> People seem to get a little too hung up on their labels, I think.
> Especially among people who give up their Selves and conform themselves
> to some outside faith, like forcing a square peg into a round hole just
> like everyone else has. If the hole is big enough or the peg small
> enough, it'll go through, but it still keeps an odd, uncomfortable sort
> of quality about it. But if everyone else is doing it, it must be okay
> and expected of you, regardless of what misgivings you might have.
> That seems to be the mentality of religionists from where I sit. Kind
> of gone off on a tangent there, but my original thought was that to
> some people, many things just cannot seem to "properly" exist until
> it's labelled.
I can see where this is coming from although I do not know that entirely
agree with it. I suppose you are speaking largely of the world's major
known religions. I've always felt a freedom NOT to conform in my own path
and that I should be who and what I want to be.
As for labels, I can also see your point although don't know if I agree.
I
don't really see why there's such a movement and hangup AGAINST labels.
So
what's wrong with saying "I am this"? I can see where labels can create
strict boundaries within a person's mind or even become a crutch. I still
don't entirely agree. Are our own names not labels thrust upon us by
parents at birth?
Or what about the labels we give to the inanimate things in our life? If
I
tell you that a table is a daisy but yet you insist it's a table, does
this
mean that you are hung up on the label given to that object and unable to
see beyond that word to what the object truly is?

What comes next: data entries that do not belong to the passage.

PR #217, opened 2018-04-18
fix(modal): make header close button optional

AlasdairSwan:
More modal tweaks.

### DIFF
--- a/.storybook/__snapshots__/Storyshots.test.js.snap
+++ b/.storybook/__snapshots__/Storyshots.test.js.snap
@@ -15688,7 +15688,7 @@ exports[`Storyshots Modal modal with element body 1`] = `
 
 exports[`Storyshots Modal modal with warning variant 1`] = `
 <div
-  aria-labelledby="id10"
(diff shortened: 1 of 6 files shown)


fysheets:
Two comments regarding focus management:
1. When you open this Modal in storybook the focus doesn't go anywhere anymore (I think I'd expect it on the close button at the bottom)
2. When you try to tab through the Modal now the following console error appears because it's trying to focus on the hidden button:
screen shot 2018-04-18 at 9 50 26 am

AlasdairSwan:
Damn, that head close button is very useful for focus management.

fysheets:
@AlasdairSwan that works for me -- I did a quick check with your previous commit for the focus errors and saw that they were gone & it worked as expected. Thanks for the clarification on focus going to the Modal itself :)

AlasdairSwan:
@fysheets I updated the Sass to add indication of focus to the modal. If you could take another look that would be great.

AlasdairSwan:
@jaebradley I addressed your comments too.

PR #126, opened 2015-11-23
Continued dynamic limit work [Merge before #119]

jeanconn:
Integrate dynamic limits


src/starcheck.pl
```diff
@@ -578,6 +566,7 @@ sub json_obsids{
 
     $obs{$obsid}->check_monitor_commanding(\@bs, $or{$obsid});
     $obs{$obsid}->check_flick_pix_mon();
+    $obs{$obsid}->set_dynamic_mag_limits();
```
jeanconn: Do we want a start date for the use of the dynamic mag limits in the code?  There could also be an option to turn off the dynamic limits... Mostly I'm wondering about the regression test set.

taldcroft: I think that's a slippery slope that could apply to every change that affects the output format.  Does the code actually run OK on very old loads?  I think the previous PCAD alignment check update was a little different than this because of the underlying process and interface change that drove the new check.

taldcroft:
I haven't traced this through in detail, but at first glance it looks like `mag_faint_red` (and yellow) won't ever get set if there is no `self->{t_ccd}`.  Is that right?  Will that be a problem?  Is the case where the CCD temp is not available actually tested?

One idea could be to set the CCD temp to the MP guideline value if not available.  (And again, with the current code is that actually possible?)  This basically gives the worst case number but let's all the computations go through.

src/starcheck.pl
jeanconn: Running it on very old loads is/should be fine.  I was doing that anyway to run the code through its paces as that is the primary goal of the regression tests.  I just wasn't sure if we wanted to see all of the old values change in the regression test output.  I'll continue with that as that plan.

jeanconn:
I believe the case where the CCD temp is not available is presently tested via the re-open products in the regression tests, so that should help.  Regarding default values, I've got the planning limit in the starcheck characteristics as "ccd_temp_red_limit: -14".  The Perl code has access to that value so we should be able to set that as the default if there's a problem.

jeanconn:
For the case where we have no CCD prediction, do we want to use the planning limit value for the mag limit determination *and* the figure of merit probabilities?  Or just the mag limits (without calculating or printing the figure of merit values)?

taldcroft:
Which choice is both reasonable and simplest?

jeanconn:
It is probably cleanest to just do the acquisition probability predictions at the planning limit temperature.  There'll be one red warning that there was no t_ccd prediction for the obsid.

taldcroft:
Bingo.

jeanconn:
Now updated with default ccd temperature, some new explicit casts to floats to keep the Python happy when the Perl does moderately weird things, and some new logic in the output printing.

See #127 for the latest diffs.

jeanconn:
Maximums set in 6b17bca and diffs redone.

PR #127, opened 2015-12-03
Update regress output [output for #126]

jeanconn:
Update regress output for dynamic mag limits, modern acq probabilities
in figure of merit output, and new P_SUCC column in catalog data.


jeanconn:
Diffs in this PR are not needed.

PR #98, opened 2015-12-03
Change not enough bright stars in perigee to info statement for special case ERs

jeanconn:
Special case ERs should not get the "too few bright stars in perigee" warning.
Change to info statement.


taldcroft:
:+1:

> Here's something to ponder: did time exist before we decided to
> measure it?
Did the sun not rise and set? Did the moon not rise and set? Did the
moon
not wax, become full and wane? Did days not happen one after another in
succession?
Here's something else to ponder: did we as humans really exist before we
began calling ourselves by a word to identify ourselves (i.e., naming
ourselves) or were the earliest existence of humans simply unsophisticated
animals incapable as any other animal of ever acting on anything but
instincts and without thought? Should such ability to think and reason
and
evolve in a mental and emotional sense be shunned and humans return to
such
animalistic behaviour simply for the sake of shunning labels?